How a little girl helped Google remove scam apps making around Rs 4 crore by targeting kids


A little girl in Prague, Czech Republic helped security researchers discover 7 scam apps on Google Play and Apple App stores with a total download of over 2.4 million. The creators of these apps earned more than $500,000 or over Rs 3.7 crore, as per SensorTower. These apps were typical adware scams which appeared as entertainment, wallpaper or music apps.
Interestingly, these were promoted on TikTok, Instagram and other social media platforms and mostly targeted kids. These apps mostly managed to stay hidden and it was only after a little girl reported a TikTok profile promoting one of these apps to Avast’s Be Safe Online project in the Czech Republic. This initiative educates children on how to stay safe online.
“The apps aggressively display ads, or charge users between $2-10 USD. The apps either provide a simple game that just causes the device to vibrate, wallpapers, or music. Some of the apps are HiddenAds trojans, a type of trojan Avast reported on this summer that disguises itself as a safe and useful application but instead serves intrusive ads outside of the app, and hides the original app icon making it difficult for users to identify where the ads are being served from,” explained Avast.
Soon after the researchers were alerted, they notified Google and Apple privately. While Google has confirmed that these apps were removed, Apple hasn’t responded yet.
The moment these apps were installed on a device, these used to hide their icons making it difficult for users to spot and uninstall them. Also, these apps forcefully showed ads when they were not used.

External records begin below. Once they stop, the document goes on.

PR #380, opened 2016-09-05
Update npc_behaviour.asc

XProger:
In TR1, bit 15 of tr_box.OverlapIndex must be skipped to get real index in the overlap array. bit-15 is unknown, it may occur behind a door, I've no idea for what... yet

### DIFF
--- a/doc/npc_behaviour.asc
+++ b/doc/npc_behaviour.asc
@@ -79,7 +79,7 @@ struct tr_box   // 20 bytes
     uint32_t Xmin;
     uint32_t Xmax;
      int16_t TrueFloor;     // Height value in global units
-     int16_t OverlapIndex;  // Index into Overlaps[].
+     int16_t OverlapIndex;  // bit 0..14 is the index into Overlaps[], bit 15 is unknown (may occur behind a door)
 };
 ----
 
@@ -93,7 +93,7 @@ struct tr2_box   // 8 bytes
     uint8_t Xmin;
     uint8_t Xmax;
     int16_t TrueFloor;     // Height value in global units
-    int16_t OverlapIndex;  // Index into Overlaps[]. 
+    int16_t OverlapIndex;  // Index into Overlaps[] (asme as tr_box?) 
 };
 ----
 
--- a/doc/npc_behaviour.asc
+++ b/doc/npc_behaviour.asc
@@ -93,7 +93,7 @@ struct tr2_box   // 8 bytes
     uint8_t Xmin;
     uint8_t Xmax;
     int16_t TrueFloor;     // Height value in global units
-    int16_t OverlapIndex;  // Index into Overlaps[] (asme as tr_box?) 
+    int16_t OverlapIndex;  // Index into Overlaps[] (same as tr_box?) 
 };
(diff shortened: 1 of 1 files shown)


doc/npc_behaviour.asc
```diff
@@ -79,7 +79,7 @@ struct tr_box   // 20 bytes
     uint32_t Xmin;
     uint32_t Xmax;
      int16_t TrueFloor;     // Height value in global units
-     int16_t OverlapIndex;  // Index into Overlaps[].
+     int16_t OverlapIndex;  // bit 0..14 is the index into Overlaps[], bit 15 is unknown (may occur behind a door)
```
stohrendorf: Could you change the type to `uint16_t` to make sure that using `abs()` is the wrong way of masking bit 15 out?

Gh0stBlade:
I looked at the Overlaps August last year. Bit 15 is a flag used to terminate iterating over the overlap list in the original engine. Basically, ‭(OverlapIndex & 0x8000‬) = 1 means it's the last overlap to process in a "list".

1. A box is pretty much a sector:

----------------
|                     |
|       BOX       |
|                     |
----------------
 
The Box struct contains an index into the overlaps list.
Example: Overlap* o = &world_overlaps[box->overlap_index];

===================================================

2. Overlap struct also points to a single box . This way, we can access a box's overlaps' box by:

while(!(o->box_index&0x8000))
{
   Box* b = &world_boxes[o->box_index&0x7FFF];//This is the box the current overlap points to.
   o++;
}

------------------------------------------------
|                     |                      |                       |
|    Overlap    |      Overlap    |     Overlap     |
|                     |                      |                       |
------------------------------------------------
|                     |                      |                      |
|    Overlap    |        Box        |     Overlap     |
|                     |                      |                      |
------------------------------------------------
|                     |                      |                      |
|    Overlap    |      Overlap    |     Overlap    |
|                     |                      |                      |
------------------------------------------------

-----------------------------------------------------------------------------------
The process basically allows us to check all overlaps of a single box without:
1. Having to check if an overlap/box/sector exists (cases where Lara is close to walls).
2. Having to pre-compute lists of neighboring sectors/boxes/overlaps at run-time.
3. It's limited since using the pre-computed data would not allow us to have control over certain sectors. Some sectors have no box/overlap index so AI entites can't move there (hence why I think A* is a better option).

Cheers.

XProger:
I think, it should be something like:
`struct Overlap {
     uint16 box_index:15, end:1;
} *o = &world_overlaps[box->overlap_index & 0x7FFF]; // overlap_index can be 0xFFFF ?
do {
    Box* b = &world_boxes[o->box_index]; // boxIndex can be 0xFFFF ?
    // ...
} while (!(o++)->end);`
but I'll do research

XProger:
these overlaps not only used by enemies but Lara's too
image
as you see ceiling (red) & floor (green portals) at the perimeter of pool have randomly height. I think, for get out of the pool I need to use box overlap info.
image

Gh0stBlade:
Yep you're right. I'm more awake now. My comment has been updated to prevent confusion.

People with millions of followers on TikTok, Instagram and other social media platforms promote these adware luring people to install them. The researchers also found out several profiles with followers of anywhere between 5000 and 3.3 million promoting these apps.
“We thank the young girl who reported the TikTok profile to us…It is particularly concerning that the apps are being promoted on social media platforms popular among younger kids, who may not recognize some of the red flags surrounding the apps and therefore may fall for them,” said Jakub Vávra, threat analyst at Avast.